● **What you are asked to do**: Using the entries that follow, write out the line containing "User: usr-qaaf1oxnu2 /", the line containing "Thanks for the", and every line between them, exactly and nothing else.
----- Data under study
PR #909, opened 2026-08-10
fix(panel): parse legacy chat_memory asset id without agt prefix

Vocllum:
## Problem

The Chat_Memory layer API (`POST /api/v1/chat-memory/layer`) returns empty results for chat_memory assets created by `MemoryCore`'s `buildChatMemoryAssetId`.

`MemoryCore/src/metadata/utils/chat-memory-asset.ts` generates:

```
chat_memory-{team_id}-{agent_id}
```

but `parseChatMemoryAssetId` in `MemoryPanel/src/panel/http/routes/chat-memory.ts` only accepts the newer format with an `agt` marker:

```
chat_memory-{team_id}-agt{agent_id}
```

When the marker is absent, `parseChatMemoryAssetId` returns `null` and the route falls into the "user-created UserAsset" branch, returning an empty list — even though the asset exists and the data is there. This affects every asset created by v2.0.0 and earlier, where agent ids have no `agt` prefix (e.g. `agent_id = 'default'`).

## Root cause evidence

- Generator: `MemoryCore/src/metadata/utils/chat-memory-asset.ts:17` — `` return `chat_memory-${teamId}-${agentId}`; `` (its own comment states the id is not expected to be reverse-parsed, yet the panel does parse it).
- Parser: `MemoryPanel/src/panel/http/routes/chat-memory.ts:1070` — requires `lastIndexOf('-agt') >= 0`, otherwise returns `null`.
- Consequence: `chat_memory-default-default` (produced by the default generator) → `parseChatMemoryAssetId` returns `null` → `respondEnvelope(c, okEnvelope(c, { layer, items: [], total: 0, ... }))`.

## Fix

Fall back to splitting on the last `-` when the `-agt` marker is absent. The new-format branch is unchanged, so ids with `agt`-prefixed agents keep parsing exactly as before.

## Verification

- Behavior cases: 8/8 pass (new format with `agt`, legacy format, team ids containing `-`, malformed ids).
- `tsc --noEmit` in `MemoryPanel/`: 0 errors.

## Duplicate check

Searched issues/PRs for `parseChatMemoryAssetId`, `chat_memory`, `chat-memory asset` — no existing report of this mismatch.


Maxwell-Code07:

azprin:
Hit this exact issue on prod after v1.0.1 → v2.0.0 migration. 

Symptom: L0 counter in Panel UI shows 287 (old) and doesn't grow despite
new conversations being written. Cause matches the bug report exactly:
plugin writes `chat_memory-{team_id}-{agent_id}` for non-`agt`-prefixed
agent_id="default", but Panel parser requires `-agt` marker.

User: usr-qaaf1oxnu2 / team-qem9cpvr7y / agent_id='default' (literal name from
migrated v1 plugin). Asset key generated: `chat_memory-team-qem9cpvr7y-default`.

Posting because the dup check says no previous reports — but there should be
more users hitting this after migration. Please prioritize the fix.

Vocllum:
Thanks for the detailed report — it's very useful to have a production reproduction.

**On this PR (#909)**: the parser fix is still the right scope for the legacy-asset *visibility* problem you hit (the L0 counter showing 287 and not growing). I've also rebased the branch onto the latest `feat/server_team` (it had drifted into a conflict) and added a guard so a trailing-dash legacy id (`chat_memory-team-`) returns `null` instead of an empty `agentId`. `tsc --noEmit` passes and the parser behavior cases pass (new `-agt` format, legacy format, team ids containing `-`, malformed/empty ids).

**On the orphan-write problem you filed in #995**: you're right that this PR alone doesn't fix future writes. The plugin hardcoding `agent_id="default"` is a separate layer (Hermes-side `memory_tencentdb` plugin), and the fix belongs there — lazy-resolving the real agent id via the API on session start, as you sketched. That should land as its own change tracked in #995 rather than being folded into the panel parser PR. I've confirmed the hardcode exists (`_DEFAULT_AGENT_ID = "default"` in the bundled plugin), so #995 is a real issue, not a duplicate.

cc @Maxwell-Code07 — could you also take a look at #995? It affects every v1→v2 migration user.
----------
● **Answer to the problem**:
User: usr-qaaf1oxnu2 / team-qem9cpvr7y / agent_id='default' (literal name from
migrated v1 plugin). Asset key generated: `chat_memory-team-qem9cpvr7y-default`.

Posting because the dup check says no previous reports — but there should be
more users hitting this after migration. Please prioritize the fix.

Vocllum:
Thanks for the detailed report — it's very useful to have a production reproduction.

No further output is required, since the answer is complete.